2007

 

June 2007

The railyard is swamped with copper coloured tailing ponds that are trapped between gravel embankments, the result of relentless erosion. Traces of wasted industry are everywhere, left to fester and rot. The earth is red, the mud a thick oxide clay, filled with copper, iron and carbon; puddles of stagnant water ooze with rainbows of spilt oil. The rails themselves are flaking and disintegrating in the moist air. There is a complex interleaving of raw steel rail -- a boundless maze. The sky is crisscrossed with entangled systems of power and motion; as many forgotten lines as functioning ones slice across the grey sky in chaos and disorder. Trains wait while cargo is loaded and unloaded, and passengers shuffle silently in and out, while pneumatic brakes hiss and worn doors creak open and closed. Alien soviet locomotives with bulbous bullheaded noses sit forgotten on dead end tracks. Rust flakes and floats on the breeze like discarded feathers. Ghosts shimmer along the surface of the ponds and evaporate into wisps of steam. Soviet ghosts, romantic eastern ghouls that make real communist literature and the wistful idealizing of the east block, but also the ghouls of the transported, displaced and murdered.

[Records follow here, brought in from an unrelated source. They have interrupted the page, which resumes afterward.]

PR #325, opened 2026-07-04
Fix: file-read fail-loud for config + deps (unreadable-but-present files silently degraded)

0xLeif:
Audit **Batch 3** (config & deps half) — three defects of the same shape: *a file that **exists** but can't be read as UTF-8 was silently degraded instead of failing loud.*

## Fixed

- **[medium] Unreadable config → silent defaults.** `load_toml_config` / `load_json_config` mapped a read failure to `SpecSyncConfig::default()` with no signal, **downgrading enforcement** (strict→warn, exit 1→0) on a config that was present but not valid UTF-8. Callers reach these only after an `.exists()` check, so a `None` on a still-existing file now warns loudly (naming the file) before falling back. Same for the optional local override (`config.local.toml`). An *absent* config stays silent (expected).
- **[low] `deps` drops an unreadable source's imports.** `check_undeclared_imports` did `Err(_) => continue`, so a non-UTF-8 declared source contributed no imports and `deps --strict` could pass while hiding undeclared-import violations. Now a hard error (mirrors `validator.rs`'s source-read policy); `cmd_deps` exits 1.
- **[medium] `deps` drops an unreadable spec from the graph.** `build_dep_graph` did `Err(_) => continue`, silently removing the node — defeating cycle and missing-dependency detection for that module. Refactored into an internal `build_dep_graph_checked` that also returns read-failure messages; `validate_deps` extends `report.errors`. `build_dep_graph` keeps its signature for the non-gating visualization / topological-order callers.

## Reproduced

- non-UTF-8 config → loud `exists but could not be read` warning (was silent);
- non-UTF-8 declared source → `deps` error + **exit 1** (was exit 0);
- non-UTF-8 spec → `deps` error + **exit 1** (was exit 0, node silently dropped).

## Tests

3 integration regressions + config spec invariant #9 + deps spec invariant #7. **750 unit + 180 integration**, fmt / clippy / self-check 100%.

## Scope note

The **schema-discovery fail-open** (`build_schema` / `get_schema_table_names` silently skipping unreadable migration files, weakening DB-column validation) is the same theme but needs signature changes across `schema.rs` + `validator.rs` + the check command — it ships as its own follow-up PR to keep this one focused.

Part of the post-v4.7.1 audit sweep (Batch 3).

### DIFF
--- a/specs/config/config.spec.md
+++ b/specs/config/config.spec.md
@@ -1,6 +1,6 @@
 ---
 module: config
-version: 1
+version: 2
 status: stable
 files:
   - src/config.rs
@@ -86,7 +86,8 @@ The configuration file supports the following top-level sections:
 
 | Condition | Behavior |
 |-----------|----------|
-| Config file unreadable | Falls back to `SpecSyncConfig::default()` |
+| Config file exists but unreadable (e.g. not valid UTF-8) | Prints a warning naming the file to stderr, then falls back to `SpecSyncConfig::default()` (fail-loud, not silent) |
+| Config file absent | Silently uses `SpecSyncConfig::default()` with auto-detected source dirs (expected) |
 | Malformed JSON config | Prints warning to stderr, falls back to defaults |
 | Empty project root | Returns `["src"]` as source dirs |
 
@@ -117,3 +118,4 @@ The configuration file supports the following top-level sections:
 | 2026-03-28 | Document discover_manifest_modules |
 | 2026-04-06 | Document github config section, rules section, and full config file structure |
 | 2026-07-03 | Document `read_config_file` (leading-BOM-tolerant config read, shared with `migrate`) |
+| 2026-07-06 | Document fail-loud behavior for present-but-unreadable config (invariant 9): unreadable config/local-override files now warn loudly before falling back to defaults; clarified Error Cases table |
--- a/specs/config/config.spec.md
+++ b/specs/config/config.spec.md
@@ -60,6 +60,7 @@ The configuration file supports the following top-level sections:
 6. Root-level source files (no subdirectories) produce `["."]` as source dirs
 7. TOML parsing is zero-dependency — uses line-by-line string parsing, not a TOML library
 8. The reader accepts both TOML string kinds for scalar and array values: basic `"..."` strings (backslash escapes decoded) and literal `'...'` strings (taken verbatim, no escape processing); a `#`, `,`, `[`, or `]` appearing inside either kind is treated as content, not as a comment or array structure
+9. A config file that is absent is expected — defaults apply silently. But a config file that **exists yet cannot be read** (e.g. not valid UTF-8) fails loud: a warning naming the file is printed and built-in defaults are used, rather than silently reverting to defaults (which would downgrade enforcement — strict→warn, exit 1→0 — with no signal). The same applies to the optional local override file (`config.local.toml`)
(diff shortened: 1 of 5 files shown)


0xLeif:
**Adversarial review: READY_WITH_NITS, 93 — no defects found.**

- **False-positive check (the critical one): CLEAN.** No config → zero warnings; normal readable config (all 4 file forms + local override) → zero warnings; only a present-but-unreadable config warns. Every loader call site is `.exists()`-guarded before reaching the new warning gate (load_config precedence chain + both migrate.rs load_config_from_path sites), so absent stays silent and present-unreadable warns — verified structurally and empirically.
- **Security: CLEAN.** git diff touches zero `ai_command` lines; the on-disk ai_command stripping + local-merge refusal are byte-for-byte untouched.
- **Deps: CLEAN.** non-UTF-8 source → exit 1 (no false positive on readable); non-UTF-8 spec → exit 1 in text+JSON; --strict and --strict --mermaid gate.
- **Backward compat: CLEAN.** `deps` text/mermaid/dot/json output byte-identical between main and branch; validate_deps calls build_dep_graph_checked once (no double I/O); non-gating callers unaffected.
- 750 unit + 180 integration pass; self-check 100%; build_dep_graph_checked is private (no new public API).

**Non-blocking nit (point 6):** the config warning is stderr-only and CI gates on exit code, so an unreadable *enforcement* config downgrades to defaults and still exits 0. This is consistent with the pre-existing JSON-parse-error branch (also warn+default), so it ships as-is; escalating an unreadable config to a hard non-zero exit for gating commands is noted as a candidate future hardening.

Kyntrin (changes requested):
Thanks for the focused regression coverage here. The code change looks directionally right and CI is green, but the spec updates need to be completed before merge.

Requested changes:

1. `specs/deps/deps.spec.md` now has a new invariant saying unreadable declared source/spec files are hard errors, but the Error Cases table still says `Source file unreadable | Skipped during import extraction`. That contradicts the new behavior in `validate_deps` / `cmd_deps`; please update the Error Cases row to match the hard-error behavior, and add an unreadable-spec row if you want the table to cover both new cases.

2. Both changed specs add new behavioral contract, but neither spec was version-bumped or given a Change Log entry. Per this repo's AGENTS.md workflow, after spec changes we should increment the spec `version` field and add a dated Change Log entry. Please update `specs/config/config.spec.md` and `specs/deps/deps.spec.md` accordingly.

Non-blocking note: `specs/config/config.spec.md` could also make the Error Cases table more explicit that unreadable config files now warn loudly before falling back to defaults. I’m not blocking on the existing fallback wording as long as the version/changelog update lands, but tightening it would prevent future ambiguity.

Validation I ran locally: `cargo run --quiet -- check --strict` passed with 60 specs checked, 60 passed.

0xLeif:
@Kyntrin Addressed in 6e8c28c:
1. `specs/deps/deps.spec.md` Error Cases table updated — the `Source file unreadable` row now says hard error (recorded in `report.errors`, `cmd_deps` exits 1), and a new unreadable-spec row was added.
2. Version bumps + Change Log entries landed on both specs (`deps` 2→3, `config` 1→2).
3. Also tightened the config Error Cases table to state that a present-but-unreadable config warns loudly before falling back (plus an explicit absent-config row).

`specsync check --strict` passes 60/60.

Meanwhile, in another world nearby, a swan swims lazily towards the edge of a marble lined pond. With a slow reach of it’s crooked neck, it grabs a scrap of bread off the edge of a reflecting pool. The water is part of a park, which leads for miles down the center of a germanic town, lined with neatly planted trees which sway gently in the breeze. Groups of young men run in circles playing soccer on long evenly cut grass lawns, while cyclists glide smoothly down the paved paths that crisscross the highly designed space. 

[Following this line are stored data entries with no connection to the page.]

PR #327, opened 2026-07-04
Record attest provenance on merged commits

0xLeif:
From the trust-tooling audit: spec-sync never ran attest, so its /trust/ attest pip was dark. Adds a dedicated **main-only** `attest` job (after test, fmt, audit, spec-check) that records a provenance attestation and pushes `refs/notes/attest`. Public Linux binary, checksum-verified, no token; additive and best-effort.

https://claude.ai/code/session_01ApSS1xj22zGwbUSkRs3mmE

### DIFF
--- a/.github/workflows/ci.yml
+++ b/.github/workflows/ci.yml
@@ -242,7 +242,7 @@ jobs:
     permissions:
       contents: write
     steps:
-      - uses: actions/checkout@v4
+      - uses: actions/checkout@v5
       # After the gates pass, record a provenance attestation on this commit and
       # push it to refs/notes/attest, so spec-sync builds a trust ledger (and its
       # /trust/ attest pip lights). attest ships a public Linux binary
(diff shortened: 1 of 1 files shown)


Kyntrin (changes requested):
The workflow addition is small and the PR checks are green, but I’m requesting one change before merge.

Requested change:

The new `attest` job records a `proceed` attestation after only `test`, `fmt`, `audit`, and `spec-check` complete. Existing CI also has `validate-action`, `coverage`, `site`, and `vscode-extension` jobs. On a push to `main`, any of those omitted jobs could fail while the attestation job still runs and pushes a successful provenance note for the commit. That makes the ledger stronger than the actual CI state.

Please include the full set of merge-gating CI jobs in `needs` before recording the attestation, or make the attestation note/verdict explicitly narrower so it cannot be read as “all CI passed.”

Non-blocking notes: the job’s best-effort behavior is implemented as advertised, and it correctly skips on PRs. Consider using `actions/checkout@v5` for consistency with the rest of the workflow, but that is not a blocker.

0xLeif:
@Kyntrin Addressed:
- The `attest` job's `needs` now gates on the full merge-gating set — `test, fmt, audit, coverage, site, vscode-extension, validate-action, spec-check` — so a `proceed` note can no longer be recorded when any real check failed (done in 4fab4f4).
- Follow-up 0288b34: updated the now-stale `--note` text (it still enumerated only `test + fmt + audit + spec-check`) to list the full gate set so the ledger entry can't be mis-read, and bumped the job's `actions/checkout@v4`→`v5` for consistency (your non-blocking note).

Yet in the trainyard a young man, a teenager, sits at the window of a stopped passenger car, staring out the window with sullen eyes. His face shows the wear of travel, his hair matted and long, his beard unkempt and forgotten, and his clothes worn thin and unwashed. His mind has wandered from the view outside, to the ghosts of thin bodied Jews in pajama stripes, being marched in droves through the cattle gates and loading docks of these rail sites. His mind is on black and white photos seen as a child, of piles of clothing and goods stripped from his family and left to decay -- forgotten in transport. Now the blood red earth holds the traces of their journeys, not of their bodies, but of the cruel and deliberate efficiency of their passing. 

With a violent shudder, a squeak and a tremendous thump the old train moves on, the bodies of the passengers being carried eastward, but the mind of the young boy lost somewhere between.